There has been extensive controversy about this because the PIC provided the initial seed money with which Harith was set up and the PIC still owns 30% of Harith. Harith’s chief executive was Tshepo Mahloele, formerly a PIC senior executive and, apparently, a contributor to ANC funds. An inquiry into Harith noted that it charged very high fees and had apparently been run in order to enrich its employees rather than its investors.
[The Takatso Consortium's reply, taking issue with these points, can be read here. - Editor]

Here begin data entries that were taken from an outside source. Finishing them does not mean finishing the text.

Issue #212, opened 2018-09-07
Pairplot example should get updated


ColCarroll:
Currently uses old API: https://arviz-devs.github.io/arviz/examples/pairplot.html

Something like this should work, but the gaps between plots is funny:

```python
import arviz as az

az.style.use('arviz-darkgrid')

centered = az.load_arviz_data('centered_eight')
az.pairplot(centered, var_names=['theta'], divergences=True)
```

![image](https://user-images.githubusercontent.com/2295568/45227638-f1679e00-b28e-11e8-906e-a45edd5926da.png)

canyon289:
Working on this

PR #214, opened 2018-09-08
Update Pairplot example and spacing

canyon289:
Fixes https://github.com/arviz-devs/arviz/issues/212

Example Plots, It's easy enough to change the spacing if someone has a strong preference.

One thing to note is that there's some strange behavior with the y axis label positions. If this is problematic I create an issue.

pairplot_1
pairplot_2
pairplot_3
pairplot_4
pairplot_5
pairplot_6
pairplot_7
pairplot_8

### DIFF
--- a/arviz/plots/pairplot.py
+++ b/arviz/plots/pairplot.py
@@ -111,7 +111,7 @@ def pairplot(data, var_names=None, coords=None, figsize=None, textsize=None, kin
 
     if gs is None and ax is None:
         plt.figure(figsize=figsize)
-        gs = gridspec.GridSpec(numvars - 1, numvars - 1)
+        gs = gridspec.GridSpec(numvars - 1, numvars - 1, wspace=0.05, hspace=0.05)
 
         axs = []
         for i in range(0, numvars - 1):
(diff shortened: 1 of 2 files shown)


ahartikainen:
Can we split varname to multiple lines?

Dim first, then coords?

Something like

`"\n".join(dim_name, coord1, coord2)`

Also, will pairplot fail if gridspec (gs) is defined? Is there indentation error?

ahartikainen:
Also, should divergent samples have greater contrast to main color?

E.g. a bit lighter color like salmon, lime, yellow?

aloctavodia:
Splitting varnames to multiple lines would be great.
Default colors should be restricted to the default cycle (C0, C1, etc), as they have been optimized to be colorblind-friendly (C4 is yellow).

aloctavodia:
One good think of hexgrid is that is really fast, we should also have 2D KDE (thus `kind` will accept 3 options 'scatter', 'hexgrid' and 'kde'). I may have a 2D-fast_kde version somewhere (not sure), I should check... Probably we should have a `fast_kde` and a separated `fast_kde_2d` version, in order to not slow down `fast_kde`.

ahartikainen:
Yes, separate functions is needed. I have one working function somewhere.

aloctavodia:
OK, don't worry I will send a PR on Monday or Tuesday.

All of which looks rather as if a large effort has been made to keep SAA within the ANC family, in which case this is a bogus privatization. Certainly, the government has not mentioned any other bidders for SAA and the process by which Takatso was chosen was completely non-transparent. Yet we know that Ethiopian Airways was a potential bidder, that it had the necessary capital and that it has vast and successful aviation experience. How could anyone think that the puny little Takatso consortium was a superior partner to that?

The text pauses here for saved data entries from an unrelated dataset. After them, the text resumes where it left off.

PR #216, opened 2018-09-08
Use coordinates in pairplot

ColCarroll:
Coordinates were defined, but not used in the example!


canyon289:
Thanks for catching this!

In general deep scepticism exists as to whether Takatso will really be equal to the task of relaunching SAA. Takatso has talked about investing R3 billion in SAA (a tiny amount in airline terms) but as yet no purchase price for its 51% share of SAA has been mentioned. So how can Takatso possibly have been selected as the successful bidder if something as central as the price to be paid is still to be settled? Doubts also exist as to whether Takatso really has R3 billion to invest, let alone further money with which to buy its 51% share.

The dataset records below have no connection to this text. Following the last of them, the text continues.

PR #217, opened 2018-09-08
Hexplot Example and other fixes

canyon289:
- Make exception more helpful for PairPlot when people get `type` wrong
- Add Hex pairplot example
- Remove padding from hexplot (still is more spaced out than scatter for some reason)
- Fix mistake in pairplot example where coords wasn't being used
- Fix end of line inconsistencies in all examples


canyon289:
More pretty pictures 
hexpairplot_1
hexpairplot_2
hexpairplot_3
hexpairplot_4
hexpairplot_5
hexpairplot_6


hexpairplot_8

ahartikainen:
I think bin count or is it grid parameter could follow draw count?

arviz/plots/pairplot.py
```diff
@@ -129,18 +132,18 @@ def pairplot(data, var_names=None, coords=None, figsize=None, textsize=None, kin
                     if i == j == 0 and colorbar:
                         hexbin = ax.hexbin(var1, var2, mincnt=1, gridsize=gridsize, **plot_kwargs)
                         divider = make_axes_locatable(ax)
```
ColCarroll: I can do this in a followup pr, but I'm not familiar with `make_axes_locatable`: could we move the `divider = make_axes_locatable(ax)` above the `if/else` block, and the `divider.append_axes('top' , size='7%').set_axis_off()` after the block?

ColCarroll:
This is good to merge. On this one especially I agree the divergences need to "pop" more - maybe manually making them `'C4'`

arviz/plots/pairplot.py
canyon289: Honestly I don't know what this code does, I was focused on minimal changes but am happy to dive in.

What is the end result you're looking for so I can fix the problem?

ColCarroll: Just keeping code duplication to a minimum!

canyon289: Sounds good. Are you ok with merging this one and I'll follow up with your suggestions?

ColCarroll: Definitely - seems like the comments on here were all feature requests, rather than any problems with the code. We should merge when the tests pass.

canyon289: Thanks, I prone to a medical conditions where I have mild allergy to merge conflicts :)

aloctavodia:
Maybe the facecolor and edgecolor should be different. A white edgecolor could work.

In addition the re-launched SAA is expected to run at a loss for several years and Takatso is unlikely to have sufficiently deep pockets to finance that. And as a recently put together consortium it is most unlikely that Takatso would be able to borrow to cover that period.
What is certain is that this flimsy and question-begging answer to the SAA problem will not be any sort of model for Transnet, Eskom, Prasa or any of the heavyweight SOEs. They are going to need really serious money – many hundreds of billions – and only a very few companies anywhere have those sorts of resources.
Instead of looking at this as a wonderful opportunity for investors it would be sensible to realise that the government is going to have to work very hard to make sinking R100 billion into Transnet an attractive proposition for anyone. Instead of wasting its time consulting the unions about their wish-list for South Africa’s ports, the government would have been wiser to draw up a short list of companies big enough to take on this Herculean task and talk to them about what it would take to attract their interest in such a proposition. This is what it is going to come down to in the end.
Probably things will need to get worse before the government begins to realise just how weak its hand is. Instead of flattering itself that it is offering the private sector glittering opportunities for investment and then drawing up lists of conditions that bidders must fulfil – no redundancies, special deals for BEE companies and all the usual bells and whistles – the government will have to face some very stark facts.
These include:- It has run all these SOEs into the ground. It has made hideously unwise decisions about them for decades. The SOEs have far too many staff and they are often ludicrously overpaid. The unions in the SOEs have been spoilt silly and are far too big for their boots.
The SOEs have seen horrific levels of corruption and far too many BEE companies have been able to secure sweetheart deals from them. In a word, these companies are basket-cases and if the government can find any private investors willing to take them off their hands, clean them up and run them properly, they should be thrilled.